Enhanced fatigue durability of Al-6Mg alloy by applying ultrasonic impact peening: Effects of surface hardening and reinforcement with AlCuFe quasicrystalline particles

Abstract: Composite layer reinforced with quasicrystalline (QC) Al63Cu25Fe12 particles was fabricated on the surface of Al–6 Mg alloy specimens by ultrasonic impact peening (UIP). Stress-controlled fatigue response of the specimens was studied and compared with those for the annealed and UIP-treated specimens. The notch effect of the UIP induced surface roughness calculated in terms of the stress concentration factor does not exceed∼10%. XRD, OM and SEM analyses were used to characterize formed surface layers and fatigue fracture surfaces. Surface composite layer of 40–50 μm thick contains the homogeneously dispersed QC particles (the volume fraction Vf∼0.15) trapped by high compressive residual stresses. The layer demonstrates almost triple increase in microhardness comparing to that for the annealed alloy and twice exceeding of that for the UIP-treated specimen. Superior fatigue endurance of Al–6 Mg alloy after the UIP process and the UIP-induced formation of the composite layer is explained by sub-surface fatigue cracks’ initiation promoted with high compressive residual stresses and tight interfacial bonding of QC reinforcement and the matrix alloy.
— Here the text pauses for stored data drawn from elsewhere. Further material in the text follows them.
PR #9480, opened 2024-11-26
feat(lane_change): improve delay lane change logic

mkquda:
## Description

Lane change module has a feature to allow delaying of LC when there is parked along the target lane ahead of ego, however the current implementation has some drawbacks.
In the current implementation, we only check the front most static object along the target lane and delay is applied only if:
- The object if considered parked (stopped to the side of the lane)
- Distance from object to terminal is sufficient to do LC

This approach limits the situations under which delay feature can be useful.

To help improve the robustness of delay feature and increase its usefulness, the following method is proposed.
For all static objects ahead of ego along the target lane, we check each object from closest to furthest, if any object passes the following checks, LC will be delay:
- Distance from object to next static object is sufficient to do LC
- Distance from object to terminal is sufficient to do LC
- Object is parked (if parameter to only consider parked objects is enabled).

## Changes
- Implement new function `is_delay_lane_change`
- Add new struct `DelayParameters`
- Refactor LC parameters related to delay feature
- Refactor function `isParkedObject`
- Remove unused functions `passed_parked_objects` & `getLeadingStaticObjectIdx`

## Related links

- [Launcher PR](https://github.com/autowarefoundation/autoware_launch/pull/1256)

## How was this PR tested?
- PSIM
- [TIER IV Internal Evaluator](https://evaluation.tier4.jp/evaluation/reports/85316b75-190c-54c2-9aa4-6fd0072ded7d?project_id=prd_jt)

## Notes for reviewers

None.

The improved fatigue behavior of the UIP-treated specimens in both the low cycle and high cycle regimes can be ensured by combination of the following favorable characteristics: (i) sufficiently high ductility and resistance to fatigue damage and crack growth in the core parent material along with (ii) superior fatigue strength supported by high microhardness and compressive stresses in the surface layer, which contains fine grained matrix and/or uniformly distributed and tightly bonded QC reinforcements.